▸ Data for review

PR #653, opened 2026-01-14
Update imgData endpoint to return more metadata about the resolutions

### LINKED ISSUE #584: Improve the resolution descriptions of the imgData endpoint
Bio-Formats and OMERO introduced the ability to work natively with multi-resolution file formats 12 years ago. See notably the PR introducing the sub-resolution API in Bio-Formats [^1] and in OMERO [^2]. In OMERO.web in particular, the return value of `PixelBuffer.getResolutionDescriptions()` is getting converted into a 1D array of floating point values representing the zoom level scaling computed as the ratio of the sizeX for the current resolution divided by the sizeX of the largest resolution and this `zoomLevelScaling` list is exposed in the `webclient/imgData` endpoint of OMERO.web [^3].

The approach above has been working quite successfully for the last 12 years and provides an simple representation of the resolution levels available for a given image. In the scenario where the  image is downsampled uniformly according to a scale factor without rounding issues e.g. `[48000,24000], [12000,6000], [3000,1500], [750,375]`, this 1D representation is sufficient.
However we have been recently exposed to limitations of this representation in the scenarios where:
- the ratio between zoom level can be represented exactly as a decimal number e.g. scaleFactor of 3 or dimensions that do not divide exactly into an integer
- there is some anisotropy in the X vs Y downsampling for certain resolution levels

In these scenarios, computing the sizes of each resolution using the size of the largest resolution (i.e. the `sizeX` and `sizeZ`) and the knowledge of the `zoomLevelScaling` can easily lead to off-by-one (or more) errors in the sizeY [^4]. This is problematic as the computed resolution dimensions are translated into tile requests which in turn exceed the effective dimensions.

From a quick investigation of mathematical workaround, there is no canonical way to fix all scenarios using the current API. Instead a more robust approach would be to update the `webclient/imgData` endpoint and return a new field that marshals and exposes the fullness of `PixelBuffer.getResolutionDescriptions()` including the sizes alongside each dimension for each resolution level. If available, clients including the OMERO.web viewers should be able to consume these dimensions directly rather than recomputing them internally and make the appropriate requests
 
[^1]: https://github.com/ome/bioformats/pull/118
[^2]: https://github.com/ome/openmicroscopy/pull/634
[^3]: https://github.com/ome/omero-web/commit/4c8de98a6e24eb671474681729e7d73aa394102f
[^4]: https://github.com/glencoesoftware/qupath-extension-omero-web/issues/8

sbesson:
Fixes #584 

The response to the `webgateway/imgData` endpoint uses `ImageWrapper.getZoomLevelScaling` which reduces the resolution description as a one dimensional array of scalar zoom levels.
This reduction suffers from limitations both due to rounding errors as well as resolution levels where sizeX and sizeY might have different zoom level scaling.
This commit marshals the sizeX/sizeY pair returned from PixelBuffer.getResolutionDescriptions into a new dictionary for all resolutions and returns it as an additional `resolutions` field in the JSON response for multi-resolution images.

The proposed value of the `resolutions` attribute mirrors `zoomLevelScaling` by using a dictionary where each key is the resolution index and only being populated for images with more than one resolution. As a possible discussion point, `resolutions` could be populated for all images independently of the number of resolution level.

/cc @melissalinkert @kkoz

### DIFF
--- a/omeroweb/webgateway/marshal.py
+++ b/omeroweb/webgateway/marshal.py
@@ -185,11 +185,17 @@ def imageMarshal(image, key=None, request=None):
     rv["tiles"] = tiles
     if tiles:
         width, height = image._re.getTileSize()
-        zoomLevelScaling = image.getZoomLevelScaling()
-
         rv.update({"tile_size": {"width": width, "height": height}, "levels": levels})
-        if zoomLevelScaling is not None:
-            rv["zoomLevelScaling"] = zoomLevelScaling
+
+        resolution_descriptions = image._re.getResolutionDescriptions()
+        rv["resolutions"] = {
+            index: {"sizeX": r.sizeX, "sizeY": r.sizeY}
+            for index, r in enumerate(resolution_descriptions)
+        }
+        rv["zoomLevelScaling"] = {
+            index: r.sizeX / resolution_descriptions[0].sizeX
+            for index, r in enumerate(resolution_descriptions)
+        }
 
     nominalMagnification = (
         image.getObjectiveSettings() is not None


will-moore:
The test has `assert 'zoomLevelScaling' not in img_data` but with this PR, `img_data` will always contain `zoomLevelScaling`.

I understand we don't want to call `_re.getResolutionDescriptions()` more than once, but if there's only a single item then don't set `zoomLevelScaling`

knabar:
> My reading of the current implementation is that for single-resolution images, the `tiles` boolean will be `False` and the `zoomLevelScaling` population will be skipped altogether as per

After another reading I agree, the presence of `zoomLevelScaling` should not change.  If tests pass, :+1: from me.

jburel:
Tests are green

will-moore (approved):
LGTM 👍

knabar (approved):

mabruce (approved):
Changes look good to me.

PR #676, opened 2026-05-26
Fix tree child counts for Tags view to enable paging in center panel

knabar:
Large datasets only load a limited number (by default 200) images into the left-hand tree view and center panel. Under the "Explore" tag, if a dataset has more than 200 images, paging links are added to the bottom of the center panel. Paging updates both the tree and center panel.

For the "Tags" tab, if a tag has more than 200 matching images, the same limitation of loading only the first 200 existed, but the paging links at the bottom of the center panel were not added.

The apparent cause for this was that the "child count" property for the items in the tree (tag sets and tags) was not in fact the number of images, but rather tags.  This worked well for showing how many tags a tag set has, but failed to indicate the number of images and subsequently enable the paging if there are more than 200.

This PR changes the behavior of the tag tree API call, which now returns as the "child count" the number of tags for tag sets, and the number of images for tags.  This enables paging for large numbers of images, but retains the count shown in the tree for tag sets.

Other tagged items (datasets, projects, etc.) are still not considered in the indicated count.

cc: @muhanadz

### DIFF
--- a/omeroweb/webclient/tree.py
+++ b/omeroweb/webclient/tree.py
@@ -1238,8 +1238,16 @@ def _marshal_tag(conn, row):
     @type row L{list}
 
     """
-    tag_id, text_value, description, owner_id, permissions, \
-        namespace, tag_child_count, image_child_count = row
+    (
+        tag_id,
+        text_value,
+        description,
+        owner_id,
+        permissions,
+        namespace,
+        tag_child_count,
+        image_child_count,
+    ) = row
 
     tag = dict()
     tag["id"] = unwrap(tag_id)
--- a/omeroweb/webclient/tree.py
+++ b/omeroweb/webclient/tree.py
@@ -1229,6 +1229,8 @@ def _marshal_tag(conn, row):
       * details.owner.id (rlong)
       * details.permissions (dict)
       * namespace (rstring)
+      * tag child count (rint)
+      * image child count (rint)
 
     @param conn OMERO gateway.
     @type conn L{omero.gateway.BlitzGateway}
@@ -1236,7 +1238,8 @@ def _marshal_tag(conn, row):
     @type row L{list}
 
     """
-    tag_id, text_value, description, owner_id, permissions, namespace, child_count = row
+    tag_id, text_value, description, owner_id, permissions, \
+        namespace, tag_child_count, image_child_count = row
 
     tag = dict()
     tag["id"] = unwrap(tag_id)
@@ -1252,10 +1255,10 @@ def _marshal_tag(conn, row):
         and unwrap_to_str(namespace) == omero.constants.metadata.NSINSIGHTTAGSET
     ):
         tag["set"] = True
+        tag["childCount"] = unwrap(tag_child_count)
     else:
         tag["set"] = False
-
-    tag["childCount"] = unwrap(child_count)
+        tag["childCount"] = unwrap(image_child_count)
 
     return tag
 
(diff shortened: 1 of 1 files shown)


sbesson:
A few integration tests are failing due to these changes and will need to be adjusted - https://merge-ci.openmicroscopy.org/jenkins/job/OMERO-test-integration/137/testReport/

sbesson (commented):
Functionally evaluated with a 702 images dataset where all the images (as well as the datasets) were annotated with the `paging` tag

Without this PR

Image

With this PR

Image

Overall, the experience is much more consistent with the `Explore` tab with both counts values available for all tags included annotated images and the standard paging controls available in the center panel. This means the tags tab can be used to explore large collections of tagged images.

One UI discrepancy exposed by this bug fix is the fact that the total value only counts images and ignores other annotated objects (projects & datasets). Addressing this would require some additional considerations on how to represent these mixed collections which are currently not applicable to the main view and feels outside the scope of this PR. Being able to navigate through tagged images is already an improvement.

Do we anticipate any performance implication related to the extra query to retrieve the count of annotated images for each tag? If so, what would be typical orders of magnitude for the numbers of tags and images that should be included into a test environment for evaluation?

will-moore:
On merge-ci, I've set the `page_size` to `10` to enable pagination.
This is working as in the screenshots above.

The `childCount` is showing the image count for regular tags and the child tags count for Tag groups.
Both are now showing up in the Tag tree (previously, Tags didn't show image count in the tree)
 
```
{
"id": 1131,
"value": "10min",
"ownerId": 5,
"permsCss": "canEdit canAnnotate canLink canDelete canChgrp isOwned",
"set": false,
"childCount": 41
},
```

With this PR:

Screenshot 2026-05-27 at 21 47 52

Without this PR (different server):

Screenshot 2026-05-27 at 21 48 46

will-moore (approved):
LGTM

sbesson (approved):

knabar:
> Do we anticipate any performance implication related to the extra query to retrieve the count of annotated images for each tag? If so, what would be typical orders of magnitude for the numbers of tags and images that should be included into a test environment for evaluation?

@sbesson I've run some repeated timings to compare the old code vs. new code against one of our dev servers; for the top-level call response time increased by about 15% on average, for an individual tag the response time was basically unchanged:

new | old |   |  
-- | -- | -- | --
top level | top level | Change | Average change
0.74747 | 0.67424 | 1.10860 | 1.14593
0.74782 | 0.64762 | 1.15471 |  
0.75849 | 0.65095 | 1.16521 |  
0.73501 | 0.66690 | 1.10214 |  
0.74882 | 0.64313 | 1.16434 |  
0.73884 | 0.65473 | 1.12846 |  
0.75712 | 0.64006 | 1.18289 |  
0.74835 | 0.66653 | 1.12276 |  
0.74623 | 0.64890 | 1.14999 |  
0.79516 | 0.67377 | 1.18017 |  
tag | tag |   |  
0.61856 | 0.63391 | 0.97579 | 1.00196
0.63263 | 0.62359 | 1.01449 |  
0.62652 | 0.61669 | 1.01595 |  
0.62791 | 0.62252 | 1.00866 |  
0.63648 | 0.62842 | 1.01284 |  
0.62355 | 0.62430 | 0.99879 |  
0.62145 | 0.62830 | 0.98909 |  
0.63073 | 0.63123 | 0.99920 |  
0.62580 | 0.62770 | 0.99698 |  
0.62730 | 0.62245 | 1.00778 |

PR #679, opened 2026-06-19
Allow POST requests from public user for specific URLs

knabar:
### Important: The implementation approach has changed again as of July 29, 2026, relevant discussion starting at https://github.com/ome/omero-web/pull/679#issuecomment-5116214618.

---

With the introduction of the table slice call in https://github.com/ome/omero-web/pull/564, the option to use `POST` requests (in addition to `GET`) was included to allow for large number of rows to be fetched in one request. `GET` requests are limited by the maximum length of URIs.

An issue not previously considered is when `omero.web.public.enabled` is enabled in combination with `omero.web.public.get_only`.  In that case there is no way to use `POST` for the table slice call. All `POST` requests would have to be allowed.

~~This PR proposes a new setting to selectively allow `POST` for some URLs, similar to how a set of URLs can be enabled for public mode.~~

~~With the latest commits, this PR adds a new setting to allow flexible configuration of URLs per request method, without impacting the functionality of the current settings, i.e. if this new setting is not configured, the behavior remains unchanged.~~

~~Example:~~

```bash
omero config set omero.web.public.url_filter_by_method '{"POST": "^/webgateway/table/\d+/slice/"}'
```

~~This may not be the best or simplest approach, any thoughts or ideas on how else we could approach this?~~

~~Some tests for the old and new settings have been added via https://github.com/ome/openmicroscopy/pull/6460~~

cc: @will-moore @sbesson @jburel

### DIFF
--- a/omeroweb/decorators.py
+++ b/omeroweb/decorators.py
@@ -126,6 +126,15 @@ class login_required(object):
         raise an Exception since cleanup is intended to be immediate; if
         False, connection cleanup will be skipped ONLY when a
         ConnCleaningHttpResponse is returned.
+
+    allowPublicPost:
+        Makes the request available to the public user, independently of
+        any configured PUBLIC_GET_ONLY restriction. The PUBLIC_URL_FILTER
+        setting still applies.
+        Important: This should only be set to True for POST requests that
+        do not modify any data; usually this would be used for requests
+        that could be GET but require transmission of more request data
+        than allowed by usual URL length restrictions.
     """
 
     def __init__(
@@ -136,6 +145,7 @@ class login_required(object):
         doConnectionCleanup=True,
         omero_group="-1",
         allowPublic=None,
+        allowPublicPost=None,
     ):
         """
         Initialises the decorator.
@@ -146,6 +156,7 @@ class login_required(object):
         self.doConnectionCleanup = doConnectionCleanup
         self.omero_group = omero_group
         self.allowPublic = allowPublic
+        self.allowPublicPost = allowPublicPost
 
     # To make django's method_decorator work, this is required until
     # python/django sort out how argumented decorator wrapping should work
@@ -277,6 +288,8 @@ class login_required(object):
                 )
                 settings.PUBLIC_ENABLED = False
                 return False
+            if self.allowPublicPost and request.method == 'POST':
+                return settings.PUBLIC_URL_FILTER.search(request.path) is not None
             if settings.PUBLIC_GET_ONLY and (request.method != "GET"):
                 return False
             if self.allowPublic is None:
--- a/omeroweb/decorators.py
+++ b/omeroweb/decorators.py
@@ -288,7 +288,7 @@ class login_required(object):
                 )
                 settings.PUBLIC_ENABLED = False
                 return False
-            if self.allowPublicPost and request.method == 'POST':
+            if self.allowPublicPost and request.method == "POST":
                 return settings.PUBLIC_URL_FILTER.search(request.path) is not None
             if settings.PUBLIC_GET_ONLY and (request.method != "GET"):
                 return False
--- a/omeroweb/webgateway/views.py
+++ b/omeroweb/webgateway/views.py
@@ -3680,7 +3680,7 @@ def table_get_where_list(request, fileid, conn=None, **kwargs):
         table.close()
 
 
-@login_required()
+@login_required(allowPublicPost=True)
 @jsonp
 def table_slice(request, fileid, conn=None, **kwargs):
     """
--- a/test/unit/test_login_required.py
+++ b/test/unit/test_login_required.py
@@ -166,8 +166,28 @@ def test_is_valid_table_slice_call(monkeypatch):
     monkeypatch.setattr(settings, "PUBLIC_PASSWORD", "password", raising=False)
     monkeypatch.setattr(settings, "PUBLIC_GET_ONLY", True)
     monkeypatch.setattr(settings, "PUBLIC_URL_FILTER", re.compile("^/api"))
-    assert decorator_allow_public_post.is_valid_public_url(1, rf.get("/webgateway/table/123/slice")) is False
-    assert decorator_allow_public_post.is_valid_public_url(1, rf.post("/webgateway/table/123/slice")) is False
+    assert (
+        decorator_allow_public_post.is_valid_public_url(
+            1, rf.get("/webgateway/table/123/slice")
+        )
+        is False
+    )
+    assert (
+        decorator_allow_public_post.is_valid_public_url(
+            1, rf.post("/webgateway/table/123/slice")
+        )
+        is False
+    )
     monkeypatch.setattr(settings, "PUBLIC_URL_FILTER", re.compile("^/api|webgateway"))
-    assert decorator_allow_public_post.is_valid_public_url(1, rf.get("/webgateway/table/123/slice")) is True
-    assert decorator_allow_public_post.is_valid_public_url(1, rf.post("/webgateway/table/123/slice")) is True
+    assert (
+        decorator_allow_public_post.is_valid_public_url(
+            1, rf.get("/webgateway/table/123/slice")
+        )
+        is True
+    )
+    assert (
+        decorator_allow_public_post.is_valid_public_url(
+            1, rf.post("/webgateway/table/123/slice")
+        )
+        is True
+    )
--- a/test/unit/test_login_required.py
+++ b/test/unit/test_login_required.py
@@ -25,6 +25,7 @@ import re
 
 rf = RequestFactory()
 decorator = login_required()
+decorator_allow_public_post = login_required(allowPublicPost=True)
 
 
 def test_is_valid_public_url_default(monkeypatch):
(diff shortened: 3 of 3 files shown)


sbesson:
To demonstrate the original issue,  the following requests can be executed after authenticating into OMERO.web using the Console tab of the Developer tools. They should return the first four cells (2 rows, 2 columns) of a table:

- using the GET request

```
$.get("/webgateway/table/2060/slice/?rows=0,1&columns=0,1", rsp=>console.log(rsp))
```

- or a POST request


```
$.post("/webgateway/table/2060/slice/", {rows: "0,1", columns: "0,1"}, rsp=>console.log(rsp))
```

Executing the same request against a table in a public OMERO.web instance deployed with the default `omero.web.public.get_only` configuration e.g. https://idr.openmicroscopy.org/webclient/?experimenter=-1 currently succeeds when using GET but fail with a 403 error when using POST.

The ability to slice the table using POST request is critical when slicing large table using large numbers of rows/columns. While GET requests are typically restricted by the maximum URL length, the body sent via a POST request has a larger upper limit. With this code, the expectation is to support the GET and POST requests to the `/webgateway/table/<id>/slice` endpoint either authenticated or anonymously (i.e. using the public user).

will-moore:
This looks like a pretty clean solution to the issue.

The only thought I had was since *only* `GET` requests are allowed via the `settings.PUBLIC_GET_ONLY`, if you wanted to allow other methods (PUT, DELETE, PATCH, OPTIONS, and HEAD) then we probably don't want a setting for each one. So, maybe this new setting should allow all of those too, not just POST?

knabar:
> The only thought I had was since _only_ `GET` requests are allowed via the `settings.PUBLIC_GET_ONLY`, if you wanted to allow other methods (PUT, DELETE, PATCH, OPTIONS, and HEAD) then we probably don't want a setting for each one. So, maybe this new setting should allow all of those too, not just POST?

I agree that we don't want a separate setting for each method, but I'm also hesitant to make it so you have to allow all methods on a URL if you just need one. 

For maximum flexibility we could have a setting that takes a `dict` of methods and regular expressions:

```
omero config set omero.web.public.url_method_filter '{"POST": "^/webgateway/table/\d+/slice/", "HEAD": "/some-other-regex/"}'
```

Is that going too far?

knabar:
Suggestion to bundle all read (`GET`, `OPTIONS`, `HEAD`) and all write (`POST`, `PUT`, `DELETE`, `PATCH`) requests together in two settings

will-moore:
I think we can leave the `omero.web.public.get_only` setting named the same, since renaming is probably more trouble than it's worth. But this would also allow `OPTIONS` and `HEAD` requests.

For the new setting, I wonder if we should simply allow ALL http methods for the specified URLs?
Currently, if there's a URL where you want to allow GET and POST, you have to add that URL to both the `omero.web.public.url_filter` AND the new filter.
Can we imagine a scenario where you'd want to allow POST but *not* allow GET for a URL?

If not, then a new setting could be named `omero.web.public.url_filter_all`. This is a nicer name than `omero.web.public.url_filter_unsafe`, which would be the correct term for methods that are not "safe" https://developer.mozilla.org/en-US/docs/Glossary/Safe/HTTP

sbesson:
> For the new setting, I wonder if we should simply allow ALL http methods for the specified URLs?
Currently, if there's a URL where you want to allow GET and POST, you have to add that URL to both the omero.web.public.url_filter AND the new filter.
Can we imagine a scenario where you'd want to allow POST but not allow GET for a URL?

I don't have any scenario in mind but it would be useful for the sake of this conversation to compile the list of non-GET endpoints available via OMERO.web.

I think some level of redundancy/consistency between these settings will be necessary. For instance, if you decide to block some URLs in `omero.web.public.url_filter` as described in https://omero.readthedocs.io/en/stable/sysadmins/public.html but declare them in the new settings, what is the expected behavior?

> I think we can leave the omero.web.public.get_only setting named the same, since renaming is probably more trouble than it's worth. But this would also allow OPTIONS and HEAD requests.

In all cases, what is proposed here is either deprecating or overriding the behavior of `omero.web.public.get_only` and we should also update the documentation of this property accordingly.

omeroweb/settings.py
```diff
@@ -621,14 +622,31 @@ def check_session_engine(s):
...
+        "PUBLIC_URL_FILTER_BY_METHOD",
+        "{}",
+        parse_json_dict_of_regexes,
+        (
+            "Dictionary of `request-method: url-regex`, where `request-method`"
+            "is a valid HTTP request method, and `url-regex` is a regular "
+            "expression that matches URLs the public user is allowed to access "
+            "using that request method. If `GET` is not one of the specified "
+            "request methods, the `omero.web.public.get_only` and "
+            "`omero.web.public.url_filter` settings apply for `GET` requests, "
```
sbesson: I appreciate the current proposal simplifies the uprade of an existing OMERO.web deployment to allow , I am concerned by the confusion it creates in terms of deployment and support. In particular, the following configuration feels ambiguous:

```
omero.web.public.url_filter=^/api|webgateway
omero.web.public.get_only=True
omero.web.public.url_filter_by_method={"POST": "^/webgateway/table/\d+/slice/"}
```

What would be the impact of requiring that `omero.web.public.get_only` must be set to `False` in order to allow a POST request to `/webgateway/table/1/slice`?

sbesson (changes requested):
While validating the backwards compatibiility of the current proposal, I found the easiest path was to write a series of unit tests testing the `is_valid_public_user()` logic under various OMERO.web settings. https://github.com/sbesson/omero-web/commit/3456ec818353dfac40b2d3fcb9988f776a55d11d contains a series of tests for the existing logic that pass both on top of `master` and with these commits included. Could you cherry-pick this commit and extend the tests with examples demonstrating how one could use `settings.PUBLIC_URL_FILTER_BY_METHOD` as an alternative method?

As demonstrated by the PR discussion, the limitation of the current configuration is that the public URL are controlled by the combination of 2 settings: `omero.web.public_url_filter` and `omero.web.public_get_only` which are insufficient for the granularity.

A dictionary of `method: regexp` entries appears to be the best compromise to add the control access based on the request method AND the request path and preserve backwards compatibility. The default configuration could be translate into `{"GET": r"(?#This regular expression matches nothing)a^"}` using the new configuration.

As per the inline comment, my biggest remaining question is whether we should `omero.web.public.url_filter` and `omero.web.public.url_filter_by_method` to be set simultaneously and what the behavior should be. In the deployments when a non-GET request must be made as the public, a possible alternative to the current proposal would be to allow the two following mutually exclusive configurations:
1. either set `omero.web.public.get_only` to `False` and leave `omero.web.public.url_filter_by_method` unset. This is the current behaviour and means all URLs specified by `omero.web.public.url_filter` would be publicly available using any request method
2. or set `omero.web.public.get_only` to `False`, translate `omero.web.public.url_filter` into a `omero.web.public.url_filter_by_method` dictionary(`{"GET": ...}`) supplemented with `POST/HEAD/...` keys as required and unset `omero.web.public.url_filter`

omeroweb/settings.py
knabar: @sbesson I'm concerned that if we require `omero.web.public.get_only` to be `False`, the result will be confusing in e.g. this situation:

```
omero.web.public.url_filter=^/api|webgateway
omero.web.public.get_only=False
omero.web.public.url_filter_by_method={"POST": "^/webgateway/table/\d+/slice/"}
```

If I now submit `PUT: /api/something`, is it allowed or not? Under the old rules (still valid in this PR), the request would be allowed, but I don't think that is the intention if somebody added the `url_filter_by_method` setting.

We could make `omero.web.public.url_filter_by_method` work only if the two old settings are unset, i.e. everything needs to be configured exclusively and explicitly via `filter_by_method`, which would still be backwards compatible and would remove the confusion.  Arguably then OMERO.web should not start up if all three settings are configured.

chris-allan:
The more I look at this and the implications the less and less I like it. I raised an alternative privately on the original source issue we had internally and I think I still prefer it: a `POST` allow decorator. The level of flexibility here is interesting but I think it's too much, too error prone and exposes risks too many users getting things wrong.

knabar:
Based on discussion with @chris-allan and @sbesson, I changed tack and implemented a new option for the `login_required` decorator.

When `omero.web.public.get_only` is set, `allowPublicPost=True` will now allow `POST` requests in addition to `GET` for methods so decorated, while leaving the URL filter restrictions in place.  This is intended for methods that do not perform any write operations even when called via `POST`, for example when a large request body needs to be included that exceeds the allowable maximum URL length.

The only endpoint affected right now is `/webgateway/table/*/slice`.

will-moore:
Just catching up with the discussion...
The decorator `allowPublicPost` looks like a nice solution 👍 . 

I wonder if we would ever advise someone to set `omero.web.public.get_only = False` (is there any use-case for that?) and if we should consider deprecating & removing that option, making `omero.web.public.get_only = True` the only behaviour we support?
That would reduce the ability of users to (accidentally?) make their installations less secure and reduce settings confusion if we do decide to add more config options in the future.

sbesson (approved):
The latest iteration definitely feels less complex than the new configuration proposed previously. It also establishes an interesting pattern allowing us to annotate individual endpoints to support specific public requests as needed in the future. For now, the `webgateway/table/*/slice` is the only endpoint that requires this special handling and the unit tests are covering the different combination of configurations.

Would https://omero.readthedocs.io/en/stable/sysadmins/public.html need to be updated  as a follow-up to document the exception to the current behavior?

In a future PR, I can see us deprecating the `allowPublic` keyword of the `login_required` decorator as this is not used anywhere in our code or any consumer I am aware of.

chris-allan (approved):
Looks great to me and is consistent with the intent without adding a lot of complexity.

To @will-moore's question: there was a time when the current structure, and this also extends to the `allowPublic` argument of `login_required()` itself, made sense but that's long past. I definitely support a separate careful review of the public user configuration options, decorator options and documentation at a later date.

Yajing826 (approved):
I tested the fix on our internal system with public datasets as a public user.
Without the PR, trying to turn on and off label groups as a public user triggered the error below:

Image

With the PR, I was able to turn label images on and off and create new displays, while saving is disabled as expected:

Image

Image

knabar:
> Would https://omero.readthedocs.io/en/stable/sysadmins/public.html need to be updated as a follow-up to document the exception to the current behavior?

@sbesson I added a note in https://github.com/ome/omero-documentation/pull/2541 - do you think this is sufficient?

▸ Task
The answer is the records above restated word for word from their opening line through the line that holds "### LINKED ISSUE", both included, and nothing else.

▸ Reply
PR #653, opened 2026-01-14
Update imgData endpoint to return more metadata about the resolutions

### LINKED ISSUE #584: Improve the resolution descriptions of the imgData endpoint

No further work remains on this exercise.